Key Takeaways for Investors

  • New-customer execution is the key catalyst: the Northeast plan should roughly double the outreach pool upon launch; management guided initial contribution in Q4 with a fuller ramp in 2025, which can re-accelerate enrollments and revenue .
  • Mix/pricing headwinds bear watching: PMPM stepped down to $463 in Q2 given late-quarter enrollments and higher Engage mix; management expects PMPM to run lower YoY through year as pricing/mix evolves .
  • Margins are resilient: gross margin held 65.7% as AI-enabled workflows scale; near-term launch staffing could modestly pressure margins, but structural efficiency remains intact .
  • Liquidity is adequate but contingent: $7.29M cash at 6/30, $10.5M of demand notes available subject to approvals, and potential $15.9M from warrants; monitor timing/availability of capital and related costs .
  • Pipeline conversion is improving: another health system (80k MA lives) is near final contracting with potential expansion to >1M lives; sustained traction could reduce customer concentration risk over time .
  • Evidence of ROI can accelerate adoption: Medicaid study indicating $721/$508 PMPM savings for graduates/non-graduates strengthens the sales narrative amid payor budget pressures .
  • Risk factors remain: customer concentration, going-concern/liquidity, Nasdaq listing compliance, and macro headwinds at MA/Medicaid plans, as flagged in forward-looking statements, should be actively monitored .

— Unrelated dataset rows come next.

PR #3878, opened 2017-06-20
[WIP] Audio with image subject

hughdickinson:
Fixes #3863. Now allows an image to be associated with the audio file. The image is assumed to be a visual representation of the sound (i.e. a spectrograph) with time elapsed running in the left to right direction. An SVG marker is overlaid on the image to illustrate the position within the audio track. 

The normal drawing tools can also be used on the image to mark features etc.

Example project and workflow is staged at:

https://audio-with-image-subject.pfe-preview.zooniverse.org/projects/hughdickinson/testing-audio-subjects/classify

The audio-image data are treated as multi-image subjects and forced into non-flipbook mode. The best way to identify or request this behaviour is not clear. Two potential methods are hidden metadata fields in a manifest or a switch in the project builder. All advice is welcome.

Need advice on how best to include audio position in annotations.

# Review Checklist

- [ ] Does it work on mobile?

## Optional


eatyourgreens:
This breaks the tests for `<SVGImage/>` 😞 

The commit history also has the commits to add audio subjects, which I think have already been merged, so I think there might some bad rebase or merge weirdness going on here.

eatyourgreens:
Panoptes supports multiple files for a single frame in the locations array so maybe it would be better to set the subject locations up as one frame with multiple representations
```javascript
locations: [{'audio/mp4': (audio file URL), 'image/jpeg': (image file URL}]
```
instead of multiple frames
```javascript
locations: [{'audio/mp4': (audio file URL)}, {'image/jpeg': (image file URL}]
```
The frame viewer would then need to be updated to handle frames that are represented by multiple files, but that might be better than hacking multi-frame subjects by implying an association between two frames.

app/classifier/annotation-renderer/svg.jsx
```diff
@@ -189,7 +191,7 @@ export default class SVGRenderer extends React.Component {
                 />
               </Draggable>
             )}
-
+            <ProgressMarker />
```
eatyourgreens: I'm not sure about adding the progress marker to every subject image. I think that's why the tests are failing.

app/components/file-viewer/audio-player.jsx
```diff
@@ -68,10 +71,14 @@ AudioPlayer.propTypes = {
...
   src: React.PropTypes.string,
-  type: React.PropTypes.string
+  type: React.PropTypes.string,
+  progressListener: React.PropTypes.func,
+  registerProgressObject: React.PropTypes.func
 };
 
 AudioPlayer.defaultProps = {
+  progressListener: null,
+  registerProgressObject: null
```
eatyourgreens: This is declared as a function, but `null` is an object.

app/components/file-viewer/audio-player.jsx
```diff
@@ -68,10 +71,14 @@ AudioPlayer.propTypes = {
...
   showControls: React.PropTypes.bool,
   src: React.PropTypes.string,
-  type: React.PropTypes.string
+  type: React.PropTypes.string,
+  progressListener: React.PropTypes.func,
+  registerProgressObject: React.PropTypes.func
 };
 
 AudioPlayer.defaultProps = {
+  progressListener: null,
```
eatyourgreens: This is declared as a function, but null is an object.

app/components/frame-viewer.jsx
```diff
@@ -120,5 +129,6 @@ FrameViewer.defaultProps = {
   },
   workflow: {
     configuration: {}
-  }
+  },
+  progressListener: null
```
eatyourgreens: Default value should also be a function here.

app/components/progress-updater.jsx
```diff
@@ -0,0 +1,62 @@
...
+    this.progressMonitoredObject = this.registerProgressingObject.bind(this);
+  }
+
+  setSubjectViewer(subjectViewer){
+    this.state.subjectViewer = subjectViewer;
+  }
+
+  updateSubjectViewer(){
+    if(this.state.subjectViewer){
+      this.state.subjectViewer.forceUpdate();
```
eatyourgreens: Calling `forceUpdate` on a component is bad practice. A component should react to external changes via props, so a better pattern here might be a callback to the subject viewer.

app/components/progress-updater.jsx
```diff
@@ -0,0 +1,62 @@
...
+    }
+  }
+
+  handleProgressUpdate(event) {
+    var xPosition = 100 * (this.state.progressObject.currentTime / this.state.progressObject.duration)
```
eatyourgreens: I'm very uneasy about directly accessing the state of an external component here. The internal implementation of the progress object should be opaque, so that changes in implementation don't break components, like this one, that use that component. 

It would be better if the audio player passed down changes, as props, to a child component that rendered the spectrogram.

app/components/progress-updater.jsx
```diff
@@ -0,0 +1,62 @@
+import React from 'react';
```
eatyourgreens: This isn't a React component, so I'm not sure why it imports React.

app/components/progress-updater.jsx
```diff
@@ -0,0 +1,62 @@
...
+    };
+
+    var progressMarkerStyle = {
+      fill: 'transparent',
+      stroke: 'red',
+      strokeWidth: 4
+    };
+
+    return (
+      <g id='progress_marker' {...progressMarkerStyle}>
```
eatyourgreens: Since this class renders JSX, would it be better to rewrite it as a React component?

app/components/subject-viewer.cjsx
```diff
@@ -101,7 +118,7 @@ module.exports = React.createClass
       mainDisplay = @renderFrame @state.frame
     else
       mainDisplay = @props.subject.locations.map (frame, index) =>
-        @renderFrame index, {key: "frame-#{index}"}
+        @renderFrame index, {key: "frame-#{index}", progressListener: @progressUpdater.progressUpdateListener, progressMarker: @progressUpdater.progressMarkerRenderer, registerProgressObject: @progressUpdater.progressMonitoredObject}
```
eatyourgreens: Looks like you really should just be passing `progressUpdater` as an argument here.

app/classifier/annotation-renderer/svg.jsx
```diff
@@ -242,5 +245,6 @@ SVGRenderer.defaultProps = {
   project: null,
   subject: null,
   user: null,
-  workflow: null
+  workflow: null,
+  progressMarker: null
```
eatyourgreens: 'null' used as default value for a function here too.

eatyourgreens:
Re. the failing tests, the same error that fails the tests is also thrown when I try my test drawing project at https://audio-with-image-subject.pfe-preview.zooniverse.org/projects/eatyourgreens/-project-testing-ground/classify

I believe it's due to `ProgressMarker` being undefined or null when the SVG component tries to render.

eatyourgreens:
The image in the test subject for the audio project also fails to render, with `TypeError: this.props.registerProgressObject is not a function` (Chrome on OSX.)

app/components/progress-updater.jsx
eatyourgreens: Just to expand on that, I was thinking something like `this.props.onProgressChange()` would be better, where the callback is passed down as a prop, and triggers a state change in the parent, which can then be passed down to other children.

app/classifier/annotation-renderer/svg.jsx
eatyourgreens: One thought: you could conditionally push the `ProgressMarker` into the `children` array, when the subject hooks are processed.

li-yp:
Thanks! This is exactly the functionality that I want in the project builder. How can I use it to upload sound clips and spectrograms in the project builder?

hughdickinson:
Refactored component structure to render top-down using new props. Audio player in Safari does not include a position slider which makes tracking through the audio track cumbersome. Be aware of this if you use try to use this functionality.

Subject viewer will attempt to render a subject with an audio and image component if it has exactly two media types with one in image format and the other in audio format.

app/classifier/annotation-renderer/svg.jsx
```diff
@@ -19,6 +19,8 @@ export default class SVGRenderer extends React.Component {
   getSizeRect() {
     const clientRect = this.sizeRect && this.sizeRect.getBoundingClientRect();
 
+    console.log('clientRect', clientRect);
```
eatyourgreens: stray console log here

app/classifier/annotation-renderer/svg.jsx
```diff
@@ -36,6 +38,8 @@ export default class SVGRenderer extends React.Component {
     const horizontal = sizeRect ? sizeRect.width / this.props.naturalWidth : 0;
     const vertical = sizeRect ? sizeRect.height / this.props.naturalHeight : 0;
 
+    console.log('scale', { horizontal, vertical });
```
eatyourgreens: console log

app/classifier/annotation-renderer/svg.jsx
```diff
@@ -76,6 +80,7 @@ export default class SVGRenderer extends React.Component {
     newPoint.y = y;
     const matrixForWindowCoordsToSVGUserSpaceCoords = this.getMatrixForWindowCoordsToSVGUserSpaceCoords();
     const pointforSVGSystem = newPoint.matrixTransform(matrixForWindowCoordsToSVGUserSpaceCoords);
+    console.log('pointforSVGSystem', pointforSVGSystem);
```
eatyourgreens: console log

app/classifier/frame-annotator.jsx
```diff
@@ -49,6 +49,7 @@ export default class FrameAnnotator extends React.Component {
 
     if (this.props.annotation.task) {
       taskDescription = this.props.workflow.tasks[this.props.annotation.task];
+      // console.log(taskDescription, tasks);
```
eatyourgreens: delete this comment

app/components/file-viewer/audio-player.jsx
```diff
@@ -9,22 +11,25 @@ class AudioPlayer extends React.Component {
...
+
   }
 
   componentDidMount() {
     this.player.controlsList = "nodownload"; // Non-spec option for Chrome browsers to hide the display of a download button
   }
 
-  componentDidUpdate() {
-  }
+  componentDidUpdate() {}
```
eatyourgreens: empty method

app/components/file-viewer/audio-player.jsx
```diff
@@ -9,22 +11,25 @@ class AudioPlayer extends React.Component {
...
 
   playAudio(playing) {
-    const { player } = this;
-    if (!player) return;
+    const {player} = this;
+    if (!player)
+      return;
```
eatyourgreens: what is this returning here?

app/components/file-viewer/audio-player.jsx
```diff
@@ -34,27 +39,87 @@ class AudioPlayer extends React.Component {
...
+    this.setState({progressPosition: this.player.currentTime});
+  }
+
+  onAudioLoad(e) {
+    e.stopPropagation();
+    this.state.trackDuration = this.player.duration;
+  }
+
+  renderProgressMarker() {
+    // console.log(this.state.progressPosition, this.state.trackDuration);
```
eatyourgreens: delete this comment

app/components/file-viewer/image-viewer.jsx
```diff
@@ -8,6 +8,7 @@ class ImageViewer extends React.Component {
     this.state = {
       loading: true
     };
+    // console.log(props.src);
```
eatyourgreens: delete this comment

app/components/file-viewer/index.jsx
```diff
@@ -23,8 +23,19 @@ const VIEWERS = {
...
+    }
+    // ... add outher here if neccessary
+  }
+  return VIEWERS[props.type] || DefaultViewer;
+
+}
+
 function FileViewer(props) {
-  const Viewer = VIEWERS[props.type] || DefaultViewer;
+  const Viewer = subjectViewerSelector(props);//VIEWERS[props.type] || DefaultViewer;
```
eatyourgreens: delete the comment here?

app/components/file-viewer/progress-indicator.jsx
```diff
@@ -0,0 +1,65 @@
...
+      y2: '100%'
+    };
+
+    const progressMarkerStyle = {
+      fill: 'transparent',
+      stroke: 'red',
+      strokeWidth: 2
+    };
+
+    // console.log(points);
```
eatyourgreens: delete this comment

app/components/frame-viewer.jsx
```diff
@@ -20,6 +22,8 @@ export default class FrameViewer extends React.Component {
     const width = e.target.videoWidth || e.target.naturalWidth || 100;
     const height = e.target.videoHeight || e.target.naturalHeight || 100;
 
+    console.log('handleLoad called', width, height, e, e.target);
```
eatyourgreens: stray console log

app/components/subject-viewer.cjsx
```diff
@@ -7,19 +7,31 @@ getSubjectLocation = require '../lib/get-subject-location'
 FlagSubjectButton = require './flag-subject-button'
 SignInPrompt = require '../partials/sign-in-prompt'
 `import FrameViewer from './frame-viewer';`
-`import CollectionsManagerIcon from '../collections/manager-icon';`
```
eatyourgreens: Is this supposed to be deleted?

eatyourgreens: The staging link gives this error `Uncaught (in promise) ReferenceError: CollectionsManagerIcon is not defined`.

app/lib/get-subject-locations.js
```diff
@@ -0,0 +1,24 @@
+const READABLE_FORMATS = {
+  image: [
+    'jpeg', 'png', 'svg+xml', 'gif'
+  ],
+  video: ['mp4'],
+  audio: ['mp3', 'm4a', 'mpeg']
```
eatyourgreens: should 'mpeg' be audio or video? or both?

Additional Relevant Q2 2024 Press Releases

  • CHI framework adoption to deepen integrated care (PH/BH/SDOH) .
  • HITRUST CSF r2 certification underscoring data security and compliance of engagement systems .
  • New Northeast regional health plan customer contract announcement .

Segment disclosure: Ontrak does not report segment revenues; solutions discussed include WholeHealth+ and Engage .

All figures are sourced from company filings and transcripts as cited.